Loretto Chapel will make you believe in miracles…or at least consider them.
Located in Santa Fe, New Mexico, Loretto Chapel itself is an interesting story. Back in 1850, long before the area would become a state in 1909, things were a bit–let’s say–rough around the edges. Predominately Spanish-speaking, due to both the Conquistadors and recent Mexican rule, the Catholic Church sent for the Sisters of Loretto to come west and establish a school for girls.
Getting to Albuquerque: No easy feat
Easier said than done. Six sisters set out from Kentucky to establish the school and a convent. Unfortunately, the Mother Superior died from cholera on the way, causing the rest of the group to seek alternative means of transport to Santa Fe. They were off-loaded from a steamer, “Kansas,” after the captain discovered she had died onboard. Another of them defected. Four of them finally arrived in Santa Fe in 1853.
The remaining sisters got to work and founded the Loretto Academy of Our Lady of Light. In 1873, they were ready to build a chapel for the school. The Territorial Bishop, Jean Batiste Lamy, was a fan of Sainte-Chapelle in Paris, and sent architects who could duplicate it in the wilds of New Mexico. Thus, Loretto Chapel became the first Gothic church west of the Mississippi.
The church without a staircase…
It was a beautiful church. Except for one thing: There was no way to get to the choir loft. (The story differs here, depending on if you believe the architect forgot it, or if it was meant for monks, who used ladders.) At any rate, the sisters asked architects and builders to find a way to reach the loft. But because the church was so small, they were always told that a regular staircase was impossible–it would overtake the interior.
The Sisters of Loretto were undeterred. They needed a staircase–and they felt an affiliation with St. Joseph, the original Master Carpenter. So, a novena was necessary. For eight days, they prayed to St. Joseph. Nothing. Then…on the ninth day, an elderly carpenter appeared.
The Sisters’ novena is answered
Here’s where legend kicks in. The carpenter knocked on the door and claimed he was there to build the staircase. Carrying nothing more than a hammer, saw, and T-square, he was hired on the spot. With these simple tools–plus a bucket of water to soak the wood in–he commenced to construct the staircase. Alone.

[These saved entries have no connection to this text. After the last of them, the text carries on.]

Issue #572, opened 2019-10-17
File missing in lesson 4 of R for reproducible scientific analyses


SaraTomiolo:
Hi, I am going through the lesson number 4 of [R for reproducible scientific analyses](https://swcarpentry.github.io/r-novice-gapminder/04-data-structures-part1/index.html). In the section of data types there is a prompt to load the file "feline-data_v2.csv" from the data folder, but that file does not exist.
It seems that the file may have been modified from the original "feline-data.csv" but there is no indication in the prior parts of the lesson of that happening.

SaraTomiolo:
Hi, I have tried to look at the R Markdown file of the lesson. I think the easiest way to fix this would be to provide the user with a link (as is done for gapminder) to download this "feline-data_v2.csv" data set. Unfortunately I am not advanced enough to understand how to fix this. Sorry!

mstrimas:
Based on this older [issue](https://github.com/swcarpentry/r-novice-gapminder/issues/479) and [PR](https://github.com/swcarpentry/r-novice-gapminder/pull/533), it seems the intention is to actually remove this example altogether. Could be worth closing this issue so other trainees going through checkout process don't accidentally try to address this issue incorrectly.

mstrimas:
FWIW I think the entire feline v2 example is confusing and out of place. I agree that removing the whole thing would be an improvement. The section on Type Conversion seems to cover similar concepts in a less confusing fashion.

jcoliver:
Closing, as issue #479 supersedes.

PR #602, opened 2020-01-11

mstrimas:
The file `data/feline-data_v2.csv` is referenced in text and used in the examples, but there is no link given to download the file. This commit adds a link to the file and download instructions. This addresses issue swcarpentry/r-novice-gapminder#572

I also find it odd that `data/feline-data.csv` is created via code at the top of this lessons. Seems like a waste of time typing that in. Why not have folks download this file as well? If there's interest I could add that to this commit or a new one.

### DIFF
--- a/_episodes_rmd/04-data-structures-part1.Rmd
+++ b/_episodes_rmd/04-data-structures-part1.Rmd
@@ -123,8 +123,7 @@ complicated our analyses become, all data in R is interpreted as one of these
 basic data types. This strictness has some really important consequences.
 
 A user has added details of another cat. This information is in the file
-`data/feline-data_v2.csv`.
-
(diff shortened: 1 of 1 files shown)


mstrimas:
Oh, I see now from [this issue](https://github.com/swcarpentry/r-novice-gapminder/issues/479) and [this PR](https://github.com/swcarpentry/r-novice-gapminder/pull/533) that the intention is to actually remove this example using feline data v2 altogether, so this PR is obsolete. It's a bit confusing because [this more recent issue](https://github.com/swcarpentry/r-novice-gapminder/issues/572) suggests adding a download link, which is what I did.

jcoliver:
Thanks, @mstrimas . I agree that feline data v2 may be deprecated in the future, but until that time, the link may be useful for some instructors.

The unknown carpenter built a beautiful spiral staircase. Thirty-three stairs, with two 360-degree turns to the top. No nails, only wood pegs to hold it together. Elegant and perfect. Then the carpenter departed before he could be paid. Thinking she owed for the wood, the Mother Superior went to the lumber yard. But…she was told that no wood had been purchased.

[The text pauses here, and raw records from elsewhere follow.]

PR #608, opened 2020-01-18
Update 01-rstudio-intro.Rmd

MattGurney:
Show have multiple packages can be installed in a single install.packages() command


jcoliver:
Cool! Thanks, @MattGurney .

PR #628, opened 2020-04-24
Rendering problem

AnanthanAmbikairajah:
The file was not rendering because the same chunk header 'ch5-sol' was used twice. I updated this so that there were unique chunk headers for the file to render. I also added another alternative solution to challenge number 5


jcoliver:
Thanks, @AnanthanAmbikairajah !

jcoliver:
This rendering problem appears solved due to other changes.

Every spiral staircase that makes these 360-degree turns turns requires a center pole to support the weight of the stairs. This one has none. Zero. The entire weight is on the base. Since it was built, architects have visited and agreed that the structure should have collapsed when any additional weight was added. Yet for over 90 years, nuns, students, and interested by-passers went up and down. Wedding couples posed without incident. The stairs never crashed.

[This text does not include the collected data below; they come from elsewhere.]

Issue #623, opened 2020-03-13
Episode 1 Intro to R & RStudio, managing environment 


apculley:
I’d suggest following the sentence: ‘If we type ls by itself, R will print out the source code for that function!’ with a very brief layperson explanation of what source code is, such as: ‘Source code what is going on behind the scenes whenever a function is run.’ (And then maybe add that we’ll be going over functions in detail later).

jcoliver:
Thanks, @apculley !

blongworth:
I've seen a lot of R learners forget the parens, especially if they've just taken a shell lesson. It's also a great time to introduce thinking of everything in R as an object, and to touch on default methods, in this case print().

PR #629, opened 2020-04-29
Explain object printing behavior

blongworth:
Added an explanation of why `ls` without parens prints the contents of the ls object.

This should fix issue #623 

`make serve` didn't want to render until I renamed a duplicate code block in one of the challenge solutions.


jcoliver:
Thanks, @blongworth !

Issue #581, opened 2019-10-29
Unclear diagrams


mattgillucl:
On the page [_R for Reproducible Scientific Analysis - Dataframe Manipulation with dplyr_](https://swcarpentry.github.io/r-novice-gapminder/13-dplyr/index.html), there is a diagram with the heading `gapminder %>% group_by(a)`.

In the diagram, it is unclear whether or not the top two arrows cross. Please change this diagram to make it clear.

mattgillucl:
PS The next diagram below this one has the same problem.

jcoliver:
I agree. The arrows should be re-drawn and potentially re-colored to improve utility of these graphics.

jrmuirhead:
I've submitted a pull request changing the R code to generate the figures. One question I had @jcoliver , are the png versions in the fig directory generated as part of the TravisCI checks, or will I have to update the png files as well?

jcoliver:
Code updated (#631 ) and png regenerated (#644 ).

PR #631, opened 2020-05-02
Issue #581 fix. Figures redrawn

jrmuirhead:
- Figures were redrawn to avoid overlapping arrows to eliminate potential confusion.
- Colors were also changed in order to be colorblind safe.


jcoliver:
Thanks, @jrmuirhead !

To add to the mystery, the wood that the carpenter used could not be identified. It wasn’t from local trees. In late December 1996, Forrest N. Easley, a Forest/Wood technologist, took a sliver of the staircase for analysis. While the wood seemed to be from the spruce family that grows above an elevation of 9,000 feet, there was no known specimen that exactly matched. Dr. Easley named the wood “Loretto Spruce” or Pinacae josefii Easeley.
So…is the Loretto Chapel staircase a miracle?
It’s an amazing story. The staircase rests against the the loft and the floor. Although it’s now closed off, those who have walked the stairs claim they feel a “vertical bounce” when they climb or descend. Experts are flummoxed; there is simply no way this structure should stand or bear the weight of a single person.
Loretto Chapel was used on a daily basis by the students and nuns of Loretto Academy until the school closed in 1968. Afterwards, it became a privately owned museum and wedding venue, while the rest of the Academy campus was demolished.
So…even among those of us who are skeptics, this is a mystery. Or is it a miracle? From St. Joseph?
If you go:
Loretto Chapel and Museum
207 Old Santa Fe Trail
Closed Christmas Day
The Chapel/Museum also has a lovely gift shop. One of the best of Santa Fe museums.
Check the website before you go; the daily schedule is posted: The chapel hosts more than 100 weddings a year and may be closed for these private events.
Bonus: The film “The Staircase” starring Barbara Hershey, was made about this miracle.